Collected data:

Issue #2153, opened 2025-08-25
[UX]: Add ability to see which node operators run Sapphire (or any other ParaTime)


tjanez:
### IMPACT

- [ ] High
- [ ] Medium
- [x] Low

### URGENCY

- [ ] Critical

WORK REQUEST: The records above must be transcribed line for line, exactly.

EXERCISE SOLUTION:
Issue #2153, opened 2025-08-25
[UX]: Add ability to see which node operators run Sapphire (or any other ParaTime)


tjanez:
### IMPACT

- [ ] High
- [ ] Medium
- [x] Low

### URGENCY

- [ ] Critical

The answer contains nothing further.